The Contents of My Purse

I think it will be the bane and boon for every woman over the age of 44: the well-stocked purse.  You know…the middle-aged woman who works with you in your office; the go-to lady when you have a headache, an acidic stomach, or your button has fallen off and you’ll get either a safety pin, or some highly skilled tailor services for free and said button is repaired.  When disaster befalls your office, she is the one with some chocolate to soothe the nerves, and perhaps, even, a book that materializes out of her magic bag to distract or inform the beleaguered office worker.

Ah, yes. A random pic of the interior of my purse to illustrate my point.

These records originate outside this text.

PR #15864, opened 2023-09-16
Handcuffs: small usage nerf

kbsmilk:
[GAME OBJECTS] [BALANCE]
## About the PR 
The handcuff action bar now **requires one of** these conditions, both on start and on end, or else it fails:
* Target is incapacitated (stunned, knockdown, unconscious, or pinned).
* Target is on help intent, and has turned their back to the handcuffer.

Don't worry, this doesn't change much for Security - the baton+cuff combo works just the same.

## Why's this needed? 
Handcuffing doesn't have an interrupt flag for being attacked. So the only way to escape cuffing is getting distance - which isn't possible sometimes, e.g. very crowded or cramped areas. 

This PR stops such scenarios, because it feels really bad to get cuffed with no recourse. It also fights off getting cuffed while typing.

(I didn't simply add the flag for other reasons: e.g. someone automending you while cuffing would've canceled it)

## Changelog 

```changelog
(u)Smilg
(*)Handcuffing now requires the target to be incapacitated (pinned, stunned, asleep, etc) or cooperating (facing away from you on Help intent).
```

### DIFF
--- a/code/datums/actions/actions.dm
+++ b/code/datums/actions/actions.dm
@@ -727,6 +727,27 @@
 
 		logTheThing(LOG_COMBAT, owner, "attempts to handcuff [constructTarget(target,"combat")] with [cuffs] at [log_loc(owner)].")
 
+		if (!is_incapacitated(target)) // same check in both onStart and onEnd.
+			if (target.a_intent == INTENT_HELP)
+				if (owner.dir != target.dir)
+					owner.tri_message(target,
+						"<span class='alert'><B>[owner] attempts to handcuff [target],</B> \
+							but [he_or_she(owner)] can't reach [target]'s back.</span>",
+						"<span class='alert'>[target]'s back isn't turned! Cuff them from behind.</span>",
+						"<span class='alert'><B>[owner] can't cuff you from this angle!</B> Turn your back to cooperate.</span>"
+					)
+					interrupt(INTERRUPT_ALWAYS)
+					return
+			else
+				owner.tri_message(target,
+					"<span class='alert'><B>[owner] attempts to handcuff [target]. \
+						[he_or_she(target)] dodge[target.get_pronouns().pluralize ? "s" : ""] away!</B></span>",
+					"<span class='alert'>[target] slips from your grasp! Pin or incapacitate them first.</span>",
+					"<span class='alert'><B>You evade [owner]'s handcuff attempt!</B> Use help intent and turn your back to cooperate.</span>"
+				)
+				interrupt(INTERRUPT_ALWAYS)
+				return
+
 		duration *= cuffs.apply_multiplier
 
 		if(ishuman(owner))
@@ -742,6 +763,27 @@
 		var/mob/ownerMob = owner
 		if(!istype(ownerMob) || !target || !cuffs || target.hasStatus("handcuffed") || cuffs != ownerMob.equipped() || BOUNDS_DIST(owner, target) != 0)
 			return
+
+		if (!is_incapacitated(target))
+			if (target.a_intent == INTENT_HELP)
+				if (owner.dir != target.dir)
+					owner.tri_message(target,
+						"<span class='alert'><B>[owner] attempts to handcuff [target],</B> \
+							but [he_or_she(owner)] can't reach [target]'s back.</span>",
+						"<span class='alert'>[target]'s back isn't turned! Cuff them from behind.</span>",
+						"<span class='alert'><B>[owner] can't cuff you from this angle!</B> Turn your back to cooperate.</span>"
+					)
+					interrupt(INTERRUPT_ALWAYS)
+					return
+			else
+				owner.tri_message(target,
+					"<span class='alert'><B>[owner] attempts to handcuff [target]. \
+						[he_or_she(target)] dodge[target.get_pronouns().pluralize ? "s" : ""] away!</B></span>",
+					"<span class='alert'>[target] slips from your grasp! Pin or incapacitate them first.</span>",
+					"<span class='alert'><B>You evade [owner]'s handcuff attempt!</B> Use help intent and turn your back to cooperate.</span>"
+				)
+				interrupt(INTERRUPT_ALWAYS)
+				return
 
 		if (initial(cuffs.amount) > 1)
 			if (cuffs.amount < 1)


Piesuu:
This is going to remove all viability for security to peacefully cuff someone without having to baton/flash them beforehand, not good for RP.

colossusqw:
I like this, it seems like it will mainly make type baiting harder, but not affect much else, cool.

frawhst:
I like the sound of this honestly. Let's give it a run

frawhst:
Un-testmerging and re-testmerging to update the changelog to be more descriptive

DisturbHerb:
Having their back turned is a weird requirement considering that the worn handcuff icons display them in front of a person. Intent based resisting is neat though.

TobleroneSwordfish:
Not a fan of this, feels like it just further encourages batoning people first and asking questions never, plus direction based stuff tends to feel really bad and janky in this game, see fibre wire.

kbsmilk:
> Not a fan of this, feels like it just further encourages batoning people first and asking questions never, plus direction based stuff tends to feel really bad and janky in this game, see fibre wire.

How so? The way I see it, the only way a standing, capable person is getting cuffed, is by force or by cooperation. Or, they get cuffed the bad, unfun way: a momentary distraction IRL, abusive trickery in game (like type baiting), or other such nonsense.

The dir thing is deliberately janky too. It takes two people working together to overcome. Easy if they cooperate (turning yourself in). Otherwise, it's another protection in place for people on help intent, who don't actually want to be cuffed.

444Portal:
Interesting. I'll need to see this in place first before knowing how I feel about it past that, though. Guess I'll be playing some Security tomorrow.

DisturbHerb:
I would prefer to see this go through without the direction requirement.

Tarmunora:
Ah yes, the two things that always result in fun and intuitive gameplay: intent-based and direction-based action.
If the issue is that handcuffing doesn't get interrupted when attacked, why not just... do that instead.

TheColorCyan:
I dont like this
Not only direction thing is very janky and weird (fibre wire) the fact that you have to stun a person to cuff ruins a lot of interactions as well
Vampires will be more of a pain to deal with
If a person you gotta arrest gives up and lets themselves get cuffed the fact that you NEED to stun them is just a weird interaction in general.
The intent thing is just bad
But its a good way to encourage newbies to just beat shit out of people because cuffs require that many steps 👍
I agree with Tarm, if the issue is it not being interrupted by attacks why not just make it do that

kbsmilk:
> I dont like this Not only direction thing is very janky and weird (fibre wire) the fact that you have to stun a person to cuff ruins a lot of interactions as well Vampires will be more of a pain to deal with If a person you gotta arrest gives up and lets themselves get cuffed the fact that you NEED to stun them is just a weird interaction in general. The intent thing is just bad But its a good way to encourage newbies to just beat shit out of people because cuffs require that many steps 👍 I agree with Tarm, if the issue is it not being interrupted by attacks why not just make it do that

I believe you missed the part where cuffing requires either of those conditions, not both.

The INTERRUPT_ATTACKED flag has some unwanted side effects. It's a reasonable alternative to this, but not as good (imo), and thus wasn't chosen.
Intent-based passive cuff resistance gives more protection than needing to reactively punch your assailant. Which, if they're security, you have 2 seconds to deal with. Not very long, with this game's controls + latency.

TheColorCyan:
What side effects? If its some stopping the action that's exactly what is supposed to happen
If the issue is getting stuck in a crowded place i feel like it will be much better to shove an officer than have the jankiest ever dir and intent based stuff
Also i have not seen a single time someone fail to dodge getting handcuffed without being stunned: even when typing its easily interrupted 
Im up for handcuffing being stopped on attack but not a weird dir intent stun system

Flaborized:
This change doesn't make much sense to me at all. Intent is not something you generally set to affect things that others do to you, it near-universally is used to augment how you interact with hand clicks, and pretty much every example of intent being used in other ways (other than the passive pass-through-ness effect) is unintuitive and unfitting of what the system is meant to do. I also don't much like the direction idea, tends to be janky and fiddly to work with in my experience.

If the goal is to make it so you cannot be cuffed while not stunned without you giving explicit consent, why are these two measures even necessary? You could do something like have a yes/no prompt pop up or slow down cuff times but only when they're not stunned, so people could always react. You could also interrupt the cuffing if the victim moves or even only if the victim attacks the cuffer (and nobody else). I can't see how these are the two most ideal criteria for this. 

Though that said I don't even really think this is a real issue being solved;  baiting people into typing so you can cuff them as sec specifically (where you have the shortest timer therefore the least time to react) is already less applicable than just stunning them when they're typing anyways, and is difficult to actually pull off if you don't have fast cuffing speed. I think cornering someone so you can cuff them is interesting and difficult enough to pull off in a real situation that it's alright if it happens. And yeah this makes arresting vampires incredibly difficult in situations where you could likely kill the vampire anyways, and it should be easier to restrain them for sec than it should be to kill them dead!

kbsmilk:
Lotsa feedback saying intent and dir-based mechanics shouldn't go in. I have 3 alternatives in mind.

### Option A: Block cuffs entirely unless target lays down/is incapacitated
* Good visual equivalence - if someone is on the ground for any reason, you can cuff them.
* Still requires force or willing cooperation to cuff someone.
* Passive protection from cuffs, if you're standing and healthy.

### Option B: Interrupt if cuffer gets attacked by anyone
* This is the simple implementation, with the INTERRUPT_ATTACKED flag being added to cuffs, and no other change.
* Anyone can guaranteed interrupt the cuffer, with any attack, such as a punch, shove, thrown object, medical patch, hypospray, bullet, etc.
* This'd be cool for teams fighting together - stop your buddy getting cuffed by throwing at, or shooting, the cuffer.
* It's also a larger nerf to handcuffs than I'd first intended.

### Option C: Both of the above.
* Nothing to add here.

Glamurio:
> Lotsa feedback saying intent and dir-based mechanics shouldn't go in. I have 3 alternatives in mind.
> 
> ### Option A: Block cuffs entirely unless target lays down/is incapacitated
> * Good visual equivalence - if someone is on the ground for any reason, you can cuff them.
> * Still requires force or willing cooperation to cuff someone.
> * Passive protection from cuffs, if you're standing and healthy.
> 
> ### Option B: Interrupt if cuffer gets attacked by anyone
> * This is the simple implementation, with the INTERRUPT_ATTACKED flag being added to cuffs, and no other change.
> * Anyone can guaranteed interrupt the cuffer, with any attack, such as a punch, shove, thrown object, medical patch, hypospray, bullet, etc.
> * This'd be cool for teams fighting together - stop your buddy getting cuffed by throwing at, or shooting, the cuffer.
> * It's also a larger nerf to handcuffs than I'd first intended.
> 
> ### Option C: Both of the above.
> * Nothing to add here.

### Option D: Pop-up prompt to accept being cuffed.
* Very intuitive and hard to miss.
* Literally cannot have any weird behavior quirks.
* The cuffed always has the choice in the matter.
* Stunned people simply skip the prompt and get cuffed instead.

This is what Flaborized suggested and it's honestly a really good suggestion. It's extremely straight-forward, does not allow for any jank and still lets people with a baton or stun cuff as per usual.

kbsmilk:
> Option D: Pop-up prompt to accept being cuffed.

I considered this, but as an HTML link in the chat, similar to a pda message reply. I'm iffy on full-on popups that the user doesn't initiate (and thus expect).

DisturbHerb:
Popups are generally less responsive in normal gameplay and are more intrusive in my opinion. The attack interruption flag is, I believe, the best option.

Valtsu0:
I believe the best option would be having resisting/blocking cancel cuffing

TobleroneSwordfish:
I'm going to close this as it doesn't seem workable currently, feel free to re-open with a different approach

PR #15871, opened 2023-09-17
Add new traitor item "Reflective Glasses"

FlameArrow57:
[GAME OBJECTS][GAME MODES][FEATURE]

## About the PR 
This PR adds a new 1 TC traitor item, Reflective Glasses.

Reflective glasses act just like sunglasses, initially appearing as prescription glasses. They can have their appearance set once by using them in-hand, and they redirect flashes and flash cell assembly burning effects back at the flasher. Doesn't count area flashes, and it doesn't recurse if the attacker has reflective glasses too.

They can also be bought by Revheads. If someone tries to flash a Revhead wearing them, and they don't have eye protection themselves, they will be converted to a Revolutionary.

## Why's this needed? 
This gives a defensive traitor option against a common stun option the crew has, while also being offensive and having some gimmicky-ness. Helps traitors and Revheads survive some more and gives them some resistance against being arrested.

While you can find sunglasses around the station, or use welding masks, this would be an available option that isn't hindering like welding masks and provides more utility than either.

Not sure if this is too similar to anything currently available for antagonists, defensive options like this aren't a traitor thing, or if this isn't a good solution for stun protection

## Changelog 
```changelog
(u)FlameArrow57
(*)Added a new 1 TC traitor item - Reflective Glasses. They reflect incoming flashes at attackers, and their appearance can be set once by using them in-hand. Also available for Revheads, where reflected flashes will convert attackers to Revolutionaries if they aren't wearing eye protection.
```

### DIFF
--- a/code/datums/syndicate_buylist.dm
+++ b/code/datums/syndicate_buylist.dm
@@ -1011,7 +1011,7 @@ ABSTRACT_TYPE(/datum/syndicate_buylist/traitor)
 
 /datum/syndicate_buylist/traitor/sunglasses
 	name = "Reflective Glasses"
-	desc = "A randomly selected pair of glasses, with built-in sun and flash protection, covered by their 100%, one-way reflective shine!"
+	desc = "A customizable pair of glasses, with built-in sun and flash protection, covered by their 100%, one-way reflective shine!"
 	item = /obj/item/clothing/glasses/sunglasses/reflective
 	cost = 1
 	can_buy = UPLINK_TRAITOR | UPLINK_SPY_THIEF | UPLINK_NUKE_OP | UPLINK_HEAD_REV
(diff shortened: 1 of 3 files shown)


Wisemonster:
I do like this, although it taking on a random appearance can make it rather difficult to use, considering if it rolls the appearance of glasses your job doesn't have access, it'll be a give away, especially if everyone is aware it's revs. This is especially bad with the thermals appearance, considering only sec/det has access to it, and people usually will not be running around with thermals on during revs.

444Portal:
An inhand interaction to change between a few generic glasses types could fix that. I think it's fine given how often people wear gas masks though personally

frawhst:
Agree with the above, random glasses appearance could be really convenient or really inconvenient depending on your job. Would either make it so you can set the appearance once, or make it so you can reset it an unlimited amount of times and bump the cost to 2TC.

PR #15873, opened 2023-09-17
Move various things out of lavamoon.dm

TheTyrant25:
[INTERNAL] [CODE QUALITY]
## About the PR
Moves ladders, golden gannets delivery takeout, yo yos and dead shrubs out of lavamoon.dm and into appropriate files. Adds a new file, ladder.dm, since that code is really massive.

## Why's this needed?
I was looking at the takeout code and was like wtf why is it in there. It's not even in io. It's only orderable by cargo. What the.
(edit: it is in fact in iomoon, i had dmm file searching off)
So i made a pull request.


ZeWaka:
Takeout is on the lava moon though...

TheTyrant25:
oh whoops

PR #15903, opened 2023-09-20
fix emergency shuttle takeoff sounds

pgmzeta:
## About the PR 
Replace area-based sound with landmarks, and updates/adds landmark to all in-rotation maps.

## Why's this needed? 
Better cues for emergency shuttle takeoff

### DIFF
--- a/code/modules/transport/shuttle/shuttle_controller.dm
+++ b/code/modules/transport/shuttle/shuttle_controller.dm
@@ -201,16 +201,19 @@ datum/shuttle_controller
 						announcement_done = 1
 
 					else if (announcement_done < 2 && timeleft < 30)
-						if (istype(src.sound_turf)) playsound(src.sound_turf, 'sound/effects/ship_charge.ogg', 100)
+						if (istype(src.sound_turf))
+							playsound(src.sound_turf, 'sound/effects/ship_charge.ogg', 100)
 						announcement_done = 2
 
 					else if (announcement_done < 3 && timeleft < 4)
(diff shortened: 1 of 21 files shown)


CheffieGithub:
Maybe it would be better if it just picked the closest door / engine instead. Just so you don't need a landmark on every map

pgmzeta:
> Maybe it would be better if it just picked the closest door / engine instead. Just so you don't need a landmark on every map

Some of the shuttles use real engines, and some use decals - and I imagine admins will end up editing shuttles in-situ as well that might throw a wrench in that. Is there a different way you had in mind?

Tarmunora (approved):

code/modules/transport/shuttle/shuttle_controller.dm
```diff
@@ -194,17 +194,17 @@ datum/shuttle_controller
...
-						var/area/sound_location = locate(/area/shuttle_sound_spawn)
+						var/turf/sound_location = pick_landmark(LANDMARK_SHUTTLE_SOUND)
 						playsound(sound_location, 'sound/effects/ship_engage.ogg', 100)
 						announcement_done = 3
 
 					else if (announcement_done < 4 && timeleft < 1)
-						var/area/sound_location = locate(/area/shuttle_sound_spawn)
+						var/turf/sound_location = pick_landmark(LANDMARK_SHUTTLE_SOUND)
 						playsound(sound_location, 'sound/effects/explosion_new4.ogg', 75)
 						playsound(sound_location, 'sound/effects/flameswoosh.ogg', 75)
```
ZeWaka, line 209: should have a fallback and log if there's no landmark, also repeated code

ZeWaka (changes requested):

PR #15908, opened 2023-09-20
Introduction of lungrot as a complication of salbutamol usage in areas with miasma

M-Earthfire:
[CHEMISTRY][FEATURE]

## About the PR 

This PR adds a new chemical: lungrot
lungrot bloom is a toxic fungus created by the following recipe:

(1) miasma + (0.1) salbutamol -> (1) lungrot bloom

This recipe has a 0.5 reaction time, no reaction sound or message and can only take place in carbon-based mobs, e.g. humans or monkeys. This reaction cannot take place if robustissin is in the person. Also, it will only create lungrot bloom until 15u have accumulated in a person.

lungrot bloom, when hitting the treshold of 7.5u (should be around 15u miasma) will make the person contract lungrot. Also, 1u of lungrot bloom decays into 1u miasma.

Lungrot is a disease with 5 stages. It has the following effect:

- make the person suffer 0.2/0.4/0.5/0.5/0.5 tox damage each cycle
- make the person generate 0.8/1/1.2/1.5 miasma in their bloodstream each cycle
- adds a 0/5/8/12/17% chance each cycle to cough out some chems in your bloodstream and additional miasma. This effect has a 15 second cooldown. This generates a cloud of  0/3-8/8-12/12-18/18-28u of miasma. Also, it transfers chemicals out of your bloodstream into the cloud equal to 35% of the amount of miasma generated.

The cure for this disease is robustissin. The cure chance is a measily 1% if any salbutamol is in the person left (any amount of robustissin turns the disease immediatly remissive). Once all salbutamol is out of the person, the chance jumps out to 20%, making it an effective cure. Also, while remissive, the disease is treated as 2 stages lower than it actually is.

## Why's this needed? 

This recipe adds a complication to the medical system. If medbay does not take care of decomposing corpses in medbay, treating people with salbutamol can accidently create lungrot bloom in people.

The inspiration for this is the risk factor of salbutamol inhalers to promote mouth trush. Since this is a silly spess game, this risk factor for a mundane issue is jacked up to 11.

In general, though, the only effect this has is making the problem with miasma in people worse. This gives doctors plenty of time to treat the disease. Also, mixing salbutamol with robustissin supresses the reaction in general, which gives witty doctors an additional angle to show their skill.

Since in general salbutamol is rarely used in medbay, this is not something that is encountered too often in medbay. I assume this is much more encountered when people try to uses buffmixes with salbutamol.

For antags, this creates an interesting mechanic, especially for doctors. Since salbutamol is on the medbay whitelist, antag doctors can inject people in miasma-loaded areas with salbutamol and, due to the stealthy reaction, can effectively poison them and further spread miasma.

On the other hand, antags can mix pure lungrot bloom with toxins to  cause people to cough out the chemicals and spread parts of them to other victims. Pure lungrot is hard to isolate, though (e.g. it smokes the area while you try to isolate it out of monkeys)

To summarize, this chem adds a further incentive to take care of corpses in medbay while increasing the skill ceiling of treatment. Also, this features a problem for buffmix abusers and enables antags to create interesting effects by smoking chemicals in people. 

## Changelog 

```changelog
(u)Lord_Earthfire
(*)Miasma-exposure to people with salbutamol in them causes the creation of lungrot bloom. This toxic fungus causes lungrot, causing people to cough out more miasma!
```


TheTyrant25:
pathology returns...
Just kidding
I like the coughing miasma/lungrot idea.

Kyle2143 (changes requested):
> Completely honest, i was thinking about turning this into a disease chemical. But personally i found that to be far too punishing for how hard diseases are to treat/mitigate.

This really should be a disease/malady instead of a chemical. It doesn't need to be a pathology disease, you can make them easy to treat. The system is a bit more obtuse than reagent, but it really doesn't make sense to make a "disease" into a reagent just because it should be simple to cure. There are simple to cure diseases like the Cold or Shock, you can look to them for ideas if that helps.

TobleroneSwordfish:
I agree with Kyle, it seems like a waste for the cure to just be pumping purgatives in.

code/modules/medical/diseases/lungrot.dm
```diff
@@ -0,0 +1,79 @@
+/datum/ailment/disease/lungrot
+	name = "Lungrot"
+	max_stages = 5
+	stage_prob = 4
+	spread = "Non-Contagious"
+	cure = "Robustissin application after ablation of salbutamol."
```
TobleroneSwordfish, line 6: Not sure `ablation` is the right word here? It's a bit confusing anyway, maybe just put `removal` or something.

code/modules/chemistry/Reagents-Diseases.dm
```diff
@@ -90,6 +90,20 @@ datum
 			transparency = 235
 			disease = /datum/ailment/disease/cold
 
+
+		disease/lungrot
+			name = "lungrot bloom"
+			id = "lungrot_bloom"
+			description = "highly toxic fungal colonies created in the enviroment of a weakened lung."
+			reagent_state = SOLID
+			minimum_to_infect = 2.5
```
TobleroneSwordfish, line 99: Considering the likelyhood of walking into a random miasma cloud while using salbutamol, either this number should be much higher or the amount produced should be much lower.

code/modules/medical/diseases/lungrot.dm
```diff
@@ -0,0 +1,79 @@
...
+	associated_reagent = "lungrot_bloom"
+	reagentcure = list("cold_medicine")
+	//for as long as salbutamol is in the patient, robustissin is extremly ineffective
+	recureprob = 1
+	affected_species = list("Human")
+
+
+
+/datum/ailment/disease/lungrot/stage_act(var/mob/living/affected_mob, var/datum/ailment_data/affecting_ailment, mult)
```
TobleroneSwordfish, line 15: As written this will still do all its effects while remissive (ie cured)

TobleroneSwordfish (changes requested):

code/modules/medical/diseases/lungrot.dm
TheTyrant25: Ablation in english generally refers to gradual destruction by chipping away at the edges of thing, which is sort of correct? But I think it's meant for solid objects and not chemicals.
The word is notably used in heat shields for spacecraft, they're usually made of ablative material and disintegrate to get rid of heat more effectively.

TobleroneSwordfish (approved):
Cautious yes, may need further balancing.

PR #15910, opened 2023-09-20
Add tacticool NT id to eligible jobs

Glamurio:
[Clothing]

## About the PR 
Adds a new, more appropriately colored ID to the special NT jobs, namely Nanotrasen Special Operative, Nanotrasen Emergency Repair Technician, Nanotrasen Emergency Medic and Nanotrasen Security Consultant.

image

This only adds it to the jobs, the identification console does not have access to this color scheme.

## Why's this needed? 
Since these are uncommon jobs and have a generally "tacticool blue" outfit going on, it makes sense to have them be unique. 

Forum suggestion thread:
https://forum.ss13.co/showthread.php?tid=21804

## Changelog 

```changelog
(u)Glamurio (Ryou)
(+)NT Specialists now have their own unique ID.
```


TobleroneSwordfish (approved):

Valtsu0:
While this isn't exactly what the linked thread suggest, i like it for the most part. I still think NTSC and inspector should have the existing NT ID. I also object naming this id NT (maybe tactical)

code/obj/item/card.dm
```diff
@@ -163,6 +163,9 @@ TYPEINFO(/obj/item/card/emag)
 		access = get_access("Captain")
 		src.AddComponent(/datum/component/log_item_pickup, "Captain")
 
+/obj/item/card/id/nt
+	icon_state = "id_nt"
+
```
DimWhat, line 168:
```suggestion
/obj/item/card/id/nt
	icon_state = "id_nt"
	keep_icon = TRUE
	
```
Would be a good idea to prevent it from changing from the ID computer. A unique description would be cool as well.

DisturbHerb:
Not a particularly big fan of differentiating whitelisted roles from the regular crew any more than they already are, including the visual appearance of their IDs.

Glamurio:
!merge_upstream

TobleroneSwordfish:
Okay sorry this has been sitting around for ages, I've gone ahead and just changed these jobs to use the existing centcom ID card sprite instead since it may as well be consistent.

PR #15911, opened 2023-09-20
refactor light fixture placing

zjdtmkhzt:
## About the PR 
Refactors light fixture placement code a bit to move the stuff out of the walls and floors and into the light fixture object.
## Why's this needed? 
* The initial impetus for this was to make it possible to simply place light fixtures onto windows.
* Light fixtures should now also be offset correctly depending on the wall sprite, like those that are defined in maps already are.
* Removes a lot of sort of duplicate code?
* Ideally it will also prevent the thing where you smack walls with the fixtures while placing them.
## Changelog 

```changelog
(u) zjdtmkhzt
(+) Light fixtures can now be placed directly on windows.
```


zjdtmkhzt:
I still have some minor merge conflicts to resolve and want to test it a bit before then, after that it should be good to merge hopefully.

Also, the RCD will still smack things with this, but I'd rather change that in a subsequent PR since this is already sizable and I might have to shuffle some RCD code around.

ZeWaka:
finally, nice

code/modules/power/lighting.dm
```diff
@@ -52,6 +55,70 @@ TYPEINFO(/obj/item/light_parts)
...
+			return FALSE
+		dir = get_dir(get_turf(target), user)
+		if (!is_cardinal(dir))
+			boutput(user, "You can't seem to reach that part of \the [target]. Try standing right up against it.")
+			return FALSE
+	if (locate(/obj/machinery/light) in get_turf(target))
+		boutput(user, "There's already a lamp there!")
+		return FALSE
+	return TRUE
+s
```
ZeWaka, line 78: s

zjdtmkhzt: s

ZeWaka: pls no s

zjdtmkhzt:
Also added functionality now for stacking several lights on one tile, if it makes sense with the types and directions.
image

code/modules/power/lighting.dm
zjdtmkhzt: ok

flappybatpal (approved):
Tested ingame and seems good.

PR #15912, opened 2023-09-20
Use IMMUNE_TRENCH_WARP for atoms that shouldn't fall to z5 via seafloor hole

pgmzeta:
## About the PR 

adds two new exceptions to the list of things that get warped to the trench on a surface hole: forcefields and lasers

maybe a "floating" object property makes sense at this point idk?

## Why's this needed? 

* oshan 'meteors' can sink forcefield segments :|||||
* it's a little silly that energy manifestations have physical gravity 

## TODO
- [x] Double-check laser interactions
- [x] make it a property

### DIFF
--- a/_std/defines/atom.dm
+++ b/_std/defines/atom.dm
@@ -63,6 +63,8 @@
 /// overrides the click drag mousedrop pickup QOL kinda stuff
 #define NO_MOUSEDROP_QOL			(1 << 10)
 #define MOVE_NOCLIP 				(1 << 11)
+/// Atom won't get warped to z5 via floor holes on underwater maps
+#define IMMUNE_TRENCH_WARP			(1 << 12)
 
 
 //THROW flags (what kind of throw, we can have ddifferent kinds of throws ok)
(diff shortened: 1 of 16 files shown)


imawxome:
Im pretty sure neutrons can fall into trench holes as well, i remember seeing "the neutron falls into the deep hole!"

Glamurio:
> maybe a "floating" object property makes sense at this point idk?

An object property would make a lot of sense, given the list of exceptions, however I don't think "floating" is a consistent name. Perhaps something more along the lines of "can_fall"? That covers most of these and sounds less odd than saying reinforced cables float.

frawhst (approved):
Yeah we really need a better system for generally untouchable/intangible things. This is much cleaner than the current gross check.

amylizzle (approved):
Oh that's nice, maybe chuck it on `/datum/projectile` as well?

pgmzeta:
> Oh that's nice, maybe chuck it on `/datum/projectile` as well?

didn't find a read the flag off the datum when set directly. added a blanket exception instead, which is probably fine? Not sure if any slow-moving ones would want to sink

pgmzeta:
> Oh that's nice, maybe chuck it on `/datum/projectile` as well?
had to do it on /obj/projectile for the effect

PR #16404, opened 2023-10-11
Remove non-player Pests event

flappybatpal:
## About the PR 
Removes the minor Pests event that does not involve player characters.

## Why's this needed? 
Feedback on Discord and ingame is consistently negative.
While we have a limited number of ways for critters to come to the station (science teleporter, spooky vortex) we do not appear to be gaining anything positive from this event.
Pests are either totally ignorable with no gameplay effect (cockroach/mouse) or dangerous (wasp/scorpion/rattlesnake) particularly in numbers.

Considerations:
Presence of Wasps will now guarantee a traitor is around?
Limited use of scorpions/rattlesnakes outside of terrainify until Artemis/planets become more of a thing,

## Changelog 

```changelog
(u)Flappybat
(+)The minor pest event (non playable critters) has been removed.
```


CheffieGithub:
Maybe it would be a good idea to look at WHY exactly people don't like the event and make adjustments instead of outright removal? At least if its not going to have a replacement for forseeable future.

blackrep:
Personal opinion, I think the hostile pest events are hilarious, and it adds a bit of variability to the round giving security, and medbay a few more things to deal with.

Chatauscours:
I believe that the pest events are fine overall. However, from what i've seen, there is a lot of frustration caused by the places where they spawn, and in the condition they spawn in (aka any).
For the first part, generally get very unhappy that 3 snakes spawned in the middle of a very used hallway, though in the gym is fine, since it can wait till a secoff comes around.
For the second part, pests have a nasty possibility of spawning right under someone's feet, instantly stinging them multiple times, and causing a rapid death.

Beanos, hand sanitizer, aspirin, cough drops, kleenex, and I know there’s Immodium and Tums in there somewhere!

After all the services you have received from her, there is still a little joke that runs around the office about her age. Yes, the old lady’s purse, and the more she carries, the older she is. And you will never do that, because you’ll be young forever…Or something to that effect.

Yet here I am, carrying, in effect, the contents of a pharmacy. (See image) I have also come to the conclusion that, as I grow older, I don’t care what the young ones think; I’m a middle-aged woman who doesn’t want to feel uncomfortable just so I can be hip, because that’s not happening no matter what I do!

So go ahead and feel smug in your youth. Make the jokes, because I’m going to laugh at them also, knowing eventually, the joke is ultimately on all of us!